Charts: [stable/fluentd-elasticsearch] liveness probe hangs

Created on 17 Oct 2018 · 5Comments · Source: helm/charts

Is this a request for help?: No

Is this a BUG REPORT or FEATURE REQUEST? (choose one):
BUG REPORT

Version of Helm and Kubernetes:
Kubernetes v1.9.6
Helm v2.9.1

Which chart:
stable/fluentd-elasticsearch

What happened:
The Fluentd pod stopped sending logs to Elasticsearch, and stopped logging itself. It also stopped updating it's file buffer. There is almost no CPU usage reported in Prometheus. This happened shortly after the pod started up. There was already a file buffer left from the previous pod.

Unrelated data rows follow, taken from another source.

PR #310, opened 2024-11-12
Rework of storage [mtg-868]

StanChe:

PR #313, opened 2024-11-14
MTG-886 Change config for TCP and Redis messengers

n00m4d:
# What
This PR changes config for TCP and Redis messengers a little bit. Before these changes there were 3 different config variables for messenger, now only one.

In .env.example there is comment which describes how to write the config now.

Also main func was slightly changed. Now launching workers for accounts and transactions updates listening is more structured and defined in one place.


StanChe:
We definitely have a conflicting changes in #310

n00m4d:
Close this PR because it doesn't make any sense anymore. Before that there were two receivers: Redis and TCP. But now Aura ingester supports only Redis.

What you expected to happen:
I expected the liveness probe to fail and the container to be restarted

How to reproduce it (as minimally and precisely as possible):
Run fluentd with file buffers over 100MB, and delete the pod so a new one starts up.

Anything else we need to know:
We found that the liveness probe hangs, or takes very long to complete.

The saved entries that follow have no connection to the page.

PR #316, opened 2024-11-19
MTG-703 Adding peer to peer consistency checks

snorochevskiy:
This pull request contains full implementation of peer to peer2 consistency checking and missing blocks fetching for bubblegum and account nfts.

It includes:
* storing of change records for newly received bubblegum changes and account NFT accounts
* calculation of bubblegum epochs checksums and account buckets checksums at the end of the "epoch" (10000 slots)
* periodical requesting of checksums from peers, comparison with own checksums, search for missing changes, and requesting of identified missed blocks from peers


interface/src/checksums_storage.rs
```diff
@@ -0,0 +1,149 @@
...
+    pub checksum: Option<[u8; 32]>,
+}
+
+/// Data transfer object for account NFT last received state.
+#[derive(Debug, Clone, PartialOrd, Ord)]
+pub struct AccLastChange {
+    pub account_pubkey: Pubkey,
+    pub slot: u64,
+    pub write_version: u64,
+    pub data_hash: u64,
```
RequescoS, line 68: As far as we are tracking not only slot+write_version for accounts but also data_hash, we need to discuss the consensus mechanism. 

If i understood correctly, the current implementation would identify accounts with the same slot+write_version but different data_hashes as different updates and will try to synchronize them between nodes. However the current accounts processing mechanism will not allow updating existing accounts with the same  slot+write_version. So nodes will try to receive "updates" from each other, send these updates to each other but not process them correctly. 

Maybe this sounds like a separate task but we need to discuss approach that we think will be the better

RequescoS, line 68: Also, we do not track data_hashes for transaction-based protocol. Maybe we need also them here? I think it makes sense, because it will give us additional 'resist' from Solana forks

nft_ingester/src/message_parser.rs
```diff
@@ -193,6 +194,7 @@ impl MessageParser {
                     slot_updated: account_update.slot as i64,
                     amount: ta.amount as i64,
                     write_version: account_update.write_version,
+                    data_hash: calc_solana_account_data_hash(&account_update.data),
```
RequescoS, line 197: Could we approximately calculate the performance impact of calculating hashes "in place" for each account? We have many account updates, way larger updates amount than we have for transactions, so it would be great to understand if this increases account processing time

nft_ingester/src/bin/ingester/main.rs
```diff
@@ -694,15 +709,34 @@ pub async fn main() -> Result<(), IngesterError> {
...
+
+    consistency_calculator::run_bg_consistency_calculator(
+        nft_change_rcv,
+        primary_rocks_storage.clone(),
+        force_reingestable_slot_processor.clone(),
+        shutdown_rx.resubscribe(),
+        metrics_state.checksum_calculation_metrics.clone(),
+    );
+
+    if let Some(peer_urls_file) = config.peer_urls_file.as_ref() {
```
RequescoS, line 729: Do we need to add mounting for this file in docker compose?

nft_ingester/src/consistency_bg_job.rs
```diff
@@ -0,0 +1,743 @@
...
+    {
+        tokio::time::sleep(Duration::from_secs(10)).await;
+    }
+
+    let grand_epoch = grand_epoch_of_epoch(epoch);
+
+    let mut missing_bbgm_changes: HashMap<BbgmChangeRecord, HashSet<usize>> = HashMap::new();
+    let trusted_peers = peers_provider.list_trusted_peers().await;
+
+    for (peer_ind, trusted_peer) in trusted_peers.iter().enumerate() {
```
RequescoS, line 179: Maybe we need to try to make this process more async? Here many i/o with other peers, so maybe it makes sense to spawn separate tasks for communicating with each peer?

nft_ingester/src/consistency_bg_job.rs
```diff
@@ -0,0 +1,743 @@
...
+        .observe(start.elapsed().as_secs_f64());
+
+    let ge_cmp_res = cmp(&my_ge_chksms, &peer_ge_chksms);
+    let ge_trees_to_check = ge_cmp_res
+        .we_miss
+        .iter()
+        .chain(ge_cmp_res.different.iter())
+        .map(|&a| a.tree_pubkey)
+        .collect::<Vec<_>>();
+    for tree_pk in ge_trees_to_check {
```
RequescoS, line 264: Maybe processing each grand_epoch also deserves to be spawned in separate task because of many i/o here

nft_ingester/src/consistency_bg_job.rs
```diff
@@ -0,0 +1,743 @@
...
+            result.extend(changes_cmp_res.we_miss.into_iter().map(|a| a.to_owned()));
+            // TODO: track different
+        }
+    }
+
+    result
+}
+
+#[allow(clippy::while_let_on_iterator)]
+async fn handle_missing_bbgm_changes(
```
RequescoS, line 318: Point to discuss: a consensus mechanism 

If we have many hosts in the network we need to think about not just fetching any updates from each host but finding consensus between them and rejecting updates from some hosts if they contradict the majority of the network

nft_ingester/src/consistency_bg_job.rs
```diff
@@ -0,0 +1,743 @@
...
+                let Ok(peer_client) =
+                    grpc::client::Client::connect_to_url(&trusted_peers[*peer_ind]).await
+                else {
+                    continue;
+                };
+                clients.insert(*peer_ind, peer_client);
+                clients.get_mut(peer_ind).unwrap()
+            };
+            if let Ok(block) = client
+                .get_block(change.slot, Option::<Arc<grpc::client::Client>>::None)
```
RequescoS, line 344: We fetching the whole block, without indicating which trees we want to receive. In the future we need to add methods for syncing on concrete trees

nft_ingester/src/consistency_bg_job.rs
```diff
@@ -0,0 +1,743 @@
...
+        Err(e) => {
+            tracing::error!("Error reading grand epochs from DB: {}", e.to_string());
+            return Vec::new();
+        }
+    };
+    metrics
+        .db_bubblegum_get_grand_epochs_latency
+        .observe(start.elapsed().as_secs_f64());
+
+    let ge_cmp_res = cmp(&my_ge_chksms, &peer_ge_chksms);
```
RequescoS, line 257: Maybe we need to add some config for understanding which trees we are indexing. Because for now if i understood right we may mark as missed trees that we do not want to index

nft_ingester/src/consistency_calculator.rs
```diff
@@ -0,0 +1,833 @@
...
+            let metrics = metrics.clone();
+            tokio::spawn(async move {
+                process_acc_tasks(storage, acc_tasks, metrics).await;
+            })
+        };
+
+        loop {
+            let calc_msg = tokio::select! {
+                msg = rcv.recv() => msg,
+                _ = shutdown_signal.recv() => {
```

We found this in the kubelet logs: 1fa2fc59b7030b872da3dff852b5947dd0270452d8e3e in container c8bbe9de50f77d111420addce3805d20cb03d6434944ac28f30b71d892cef876 terminated but process still running!

Running a ps shows that there are multiple bash commands still running on the container.

We are running a custom image, based off gcr.io/google-containers/fluentd-elasticsearch:v2.3.1, the only changes are fluent-plugin-kubernetes_metadata_filter 2.1.2, concat and rewrite-tag-filter gems installed.

lifecyclstale

Source

davidmessem

Most helpful comment

Is there any news on this issue? I am still experiencing with a fresh deployment of this chart onto kubernetes v1.12.3

chance-schultz on 15 Mar 2019

👍5

All 5 comments

Seeing the same issue. 7/15 fluentd instances has this problem in our cluster and stopped logging and sending data to elasticsearch. Liveness probe is not triggering restart. When manually restarted they start sending logs again.
Same last log entry for the 7 of them. (And we are having some issues with elasticsearch as well):

$ kubectl get pods -n kube-system |grep fluentd-elasticsearch-fluentd-elasticsearch | awk '{print $1}' | xargs -L 1 kubectl logs -n kube-system --tail=1 | sort
2018-10-24 07:41:41 +0000 [warn]: [elasticsearch] failed to write data into buffer by buffer overflow action=:block
2018-10-24 07:47:59 +0000 [warn]: [elasticsearch] failed to write data into buffer by buffer overflow action=:block
2018-10-24 07:51:59 +0000 [warn]: [elasticsearch] failed to write data into buffer by buffer overflow action=:block
2018-10-24 07:54:07 +0000 [warn]: [elasticsearch] failed to write data into buffer by buffer overflow action=:block
2018-10-24 07:58:30 +0000 [warn]: [elasticsearch] failed to write data into buffer by buffer overflow action=:block
2018-10-24 08:29:58 +0000 [warn]: [elasticsearch] failed to write data into buffer by buffer overflow action=:block
2018-10-24 09:24:20 +0000 [warn]: [elasticsearch] failed to write data into buffer by buffer overflow action=:block
...

wideklev on 25 Oct 2018

This issue has been automatically marked as stale because it has not had recent activity. It will be closed if no further activity occurs. Any further update will cause the issue/pull request to no longer be considered stale. Thank you for your contributions.